It's looking doubtful, which really irks me because of US being able to get physical. Still, we have a few weeks left. I'm not losing hope of preorder until there's about a week left.


----------



## himeki (May 6, 2015)

Agreed. I really hope its a physical copy- a friend lost all her data on Pokemon X after a glitch in system transfer, and I REALLY dont wnat that with Miku.

- - - Post Merge - - -

http://www.amiami.com/top/detail/detail?gcode=GAME-0013857
I just saw this.
Japan is getting a cool stand, and a theme if you preorder physical, and a theme if you buy digital

Y WE NO GET DIS?


----------



## Shadow Star (May 6, 2015)

MayorEvvie said:


> Agreed. I really hope its a physical copy- a friend lost all her data on Pokemon X after a glitch in system transfer, and I REALLY dont wnat that with Miku.
> 
> - - - Post Merge - - -
> 
> ...



I have to admit, I do prefer physical copies knowing how dodgy digital copies can be.

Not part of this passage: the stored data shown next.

PR #372, opened 2020-12-10
Fix empty completion list on empty file

evidolob:
### What does this PR do?
Fixes empty completion list on empty file. I found that we add `holder: \n` text in to text document, if line on which completion called is empty(contains only white spaces and line delimiter). 
Such behaviour do not to allow to choose proper schema, as some(k8's) schemas has `additionalProperties: false`,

Japan also gets keyrings of Rin and Len in their pajama modules (my fave modules out of the whole game too!). Depending on where you buy the game in Japan, different retailers seem to be offering different themes and things. I found another bunch here:
http://nintendoeverything.com/screenshots-of-hatsune-miku-project-mirai-dx-pre-order-bonuses-japan/ (my personal favourite theme is the one with them in the stamps. That's adorable)
And here's the Rin Len keyrings among with a couple of other things:
http://nintendoeverything.com/hatsune-miku-project-mirai-dx-gets-more-pre-order-bonuses-in-japan/

Japan also has a demo for the game coming out on May 13th where they can play -LOL- Lot's of Laugh and another one (I think it's a Rin one, but I can't remember) and they can transfer save data from Mirai 2 over as well.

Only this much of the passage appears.